Aug 24, 2015 · 4 minutes

In 2007, Pixar President Ed Catmull sent out a company-wide email.

In it, he explained the computer-animated film studio’s meager pay raise, 3.5%, as a consequence of other benefits to Pixar’s employees, including a new child care center. Pixar company “talking points” instructed HR people to tell employees that the unexpectedly modest salary increase that year, just after being bought out by entertainment giant Disney, was also due to other employee benefits. It was all for their own good, they said.

But what Catmull and other Pixar executives didn’t tell their employees was that the real reason they were given such meager raises that year was because Pixar knew exactly what all of their competitors were offering their employees, and visa-versa—thanks to their illegal antitrust wage-theft cartel across Hollywood’s computer animation industry.

And it is thanks to instances of alleged “fraudulent concealment” like the notices sent to employees by Catmull and Pixar that the San Jose District Court ruled last week to reanimate, as it were, the Hollywood portion of the Techtopus class action wage-theft lawsuit.

“Attributing the anticompetitive effects of a conspiracy to some cause other than the collusive conduct can be an affirmative act of fraudulent concealment,” Judge Koh wrote in her 55-page opinion, adding:

“[T]he Court finds that Plaintiffs have sufficiently alleged that Defendants both made misleading, pretextual statements and took affirmative steps to keep the alleged conspiracy a secret.

“Plaintiffs allege, and support with specific factual allegations, that Defendants actively attempted to conceal the existence of the conspiracy.”

Earlier this year, Judge Lucy Koh had ruled to dismiss the lawsuit based on antitrust statutes of limitation, unless the animators suing the biggest studios in the industry could show that they filed late because their employers willfully and fraudulently covered up their wage-fixing cartel’s tracks. That is exactly what the animators’ have done, according to Koh’s ruling last week, and now we could see a trial coming.

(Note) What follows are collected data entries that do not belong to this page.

PR #6445, opened 2024-01-18
[state-transitions] Refactor event names

Zangetsu101:


packages/workflow/src/records/handler/create.ts
```diff
@@ -163,6 +179,31 @@ async function createRecord(
...
+    return 'sent-notification-for-review'
+  }
+  if (isValidated(record)) {
+    return 'sent-for-approval'
+  }
+  if (isWaitingExternalValidation(record)) {
+    return 'waiting-external-validation'
+  }
+  // type assertion
+  record satisfies never
```
naftis, line 202: Interesting syntax! Learned something new, but why is it needed here?

packages/workflow/src/records/recordEvents.ts
```diff
@@ -0,0 +1,23 @@
...
+  | 'sent-for-approval'
+  | 'waiting-external-validation'
+  | 'registered'
+  | 'certified'
+  | 'issued'
+  | 'sent-for-updates'
+  | 'archived'
+  | 'reinstated'
+  | 'updated'
+  | 'marked-as-duplicate'
```
naftis, line 23: I think we should comment the Product Specification sheet here, or point the sheet to this place of code when it's merged 🤔 Would it make sense to keep them hand in hand?

packages/workflow/src/records/handler/create.ts
Zangetsu101: This will make it so that the compiler would complain if there was any unhandled case

packages/workflow/src/records/handler/create.ts
```diff
@@ -192,37 +233,57 @@ export default async function createRecordHandler(
...
-    ))
-  ) {
-    await sendNotification(
-      inProgress ? 'in-progress' : 'ready-for-review',
+  const notificationDisabled =
+    isHospitalNotification(record) ||
+    event === EVENT_TYPE.MARRIAGE ||
+    eventAction === 'sent-for-approval' ||
+    eventAction === 'waiting-external-validation' ||
+    !(await isNotificationEnabled(eventAction, event, token))
```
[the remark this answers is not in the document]
Zangetsu101: well `isNotificationEnabled` has a stricter type about the eventActions so let's keep it that way but the event check, we can move it inside the function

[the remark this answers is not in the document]
Zangetsu101: Ah okay event also has restriction on type level, i.e. it only accepts "BIRTH | DEATH"

packages/workflow/src/records/recordEvents.ts
Zangetsu101: that's a good idea

PR #6446, opened 2024-01-19
[state-transitions] Align getRecordById's response with hearth

Zangetsu101:


packages/search/src/features/records/service.ts
```diff
@@ -1027,36 +1019,3 @@ export async function getRecordById<T extends Array<keyof StateIdenfitiers>>(
...
-        )?.fullUrl
-      })
-    }
-
-    if (isRelatedPerson(resource) && resource.patient?.reference) {
-      resource.patient.reference = getFromBundleById(
-        bundle,
-        resource.patient.reference.split('/')[1]
-      ).fullUrl
-    }
```
rikukissa, line 1058: Aren't these still needed? I remembered Hearth does transform some references to the URL form. I might be mistaken though 🤔

Zangetsu101:
These changes have created issues with the search service indexing which are addressed in https://github.com/opencrvs/opencrvs-core/pull/6486

PR #6456, opened 2024-01-23
[state-transitions] handle completing an incomplete declaration

Zangetsu101:


packages/gateway/src/features/registration/type-resolvers.ts
```diff
@@ -1640,7 +1640,13 @@ export const typeResolvers: GQLResolver = {
     },
     async _fhirIDMap(record: Saved<Bundle>) {
       const composition = getComposition(record)
-      const encounter = getEncounterFromRecord(record, DEATH_ENCOUNTER_CODE)
+      const encounter = findEncounterFromRecord(record, DEATH_ENCOUNTER_CODE)
+
+      if (!encounter) {
+        return {
+          composition: composition.id
```
tahmidrahman-dsi, line 1647: Can there be `questionnaireResponse` without encounter in `fhirIDMap`?

Zangetsu101: Good question. I guess we need to add all the values one by one based on availability

tahmidrahman-dsi: I think that is a good idea

Zangetsu101: it looks like that's not needed as Questionnaires & Observations are dependent on encounter

PR #6459, opened 2024-01-23
[state-transitions] view record

Nil20:


packages/workflow/src/records/index.ts
```diff
@@ -35,3 +35,27 @@ export async function getRecordById<T extends Array<keyof StateIdenfitiers>>(
 
   return res.json()
 }
+
+export async function getRecordsOfAllStatus(
```
Zangetsu101, line 39: let's rename this to `getValidRecordById` and have the return type of this function to be a `ValidRecord`

packages/workflow/src/records/state-transitions.ts
```diff
@@ -269,6 +271,46 @@ export async function toUpdated(
   return updatedRecord
 }
 
+export async function toViewed(
+  record: ValidRecord,
+  user: IUserModelData,
+  office: Location
+) {
```
Zangetsu101, line 278: We know that our returned record from this function will be a `validRecord` so we can coerce it be so if needed

packages/workflow/src/records/audit.ts
```diff
@@ -19,10 +19,11 @@ type AuditAction =
   | 'mark-voided'
   | 'mark-certified'
   | 'mark-reinstated'
+  | 'viewed'
 
 export async function auditEvent(
   action: AuditAction,
-  bundle: ValidRecord,
+  bundle: ValidRecord | Bundle,
```
Zangetsu101, line 26: let's try to remove this as this will just make it less strict

Zangetsu101 (approved):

In the summer of 2014, Pando first broke the story about a vast conspiracy between leading Hollywood animation studios to fix and suppress film animators’ wages and their career mobility. As we reported in December, it was our revelations that helped spark a class action lawsuit filed by the affected animators against their employers—Dreamworks Animation, Disney (including subsidiaries Pixar and Lucasfilm), Sony, and Blue Sky Studios—in the same San Jose District Court, as part of the same hi-tech wage theft conspiracy lawsuit against leading tech firms including Apple, Google and Intel.

From the initial court documents:

[T]here ended up being some publicity about a year later in a technology online magazine called ‘PandoDaily’ that describes some of that evidence and that in turn alerted people in the industry, many members of our proposed class, that there might be a problem here that was different from the one that was sued on in the high-tech case.

The animators’ lawsuit, and the hi-tech suit, grew out of the Techtopus, an illegal employers’ cartel whose tentacles reached into the biggest names in hi-tech, and eventually spread across industries and oceans. Pando has been reporting on this landmark antitrust case for nearly two years now.

While the Techtopus wage-theft cartel lawsuit came to a settlement earlier this summer, the Hollywood studios have been fighting this separate and newer class action in the same court, overheard by the same judge, Lucy Koh—perhaps the most important and interesting legal mind on the intersection of law, politics, power and technology today. (Read Judge Koh’s opinion embedded below.)

I spoke to one of the plaintiffs in the original hi-tech Techtopus lawsuit, Michael Devine, the “rebel” plaintiff whose rejection of the original settlement in 2014 resulted in the plaintiffs being awarded $90 million more than originally agreed. Devine tells me he thinks the animators have a potentially stronger case in a trial by jury than tech workers do, given the fever-pitched rhetoric against tech workers in the media and culture today—even workers whose wages were stolen by their billionaire bosses at Google and Apple.

Devine told me by email,

I hope they take the animator case to trial. In the techworker case, the primary reason I agreed to settle was the prejudice against tech workers revealed in jury research. The animators will probably find more sympathetic jurors. I also hope the earlier settlement in our case, with Lucas Film, Pixar, and Intuit, does not set a benchmark for the animator case: I agreed to that settlement purely for strategic reasons and I think it was grossly inadequate given that George Lucas is the progenitor of the felony conspiracy.

It is one of the bitter ironies—stupidities, actually—of the anti-tech backlash today that the all-powerful employers and executives at Apple and Google can harness anti-tech populism to screw their own workers and enrich themselves.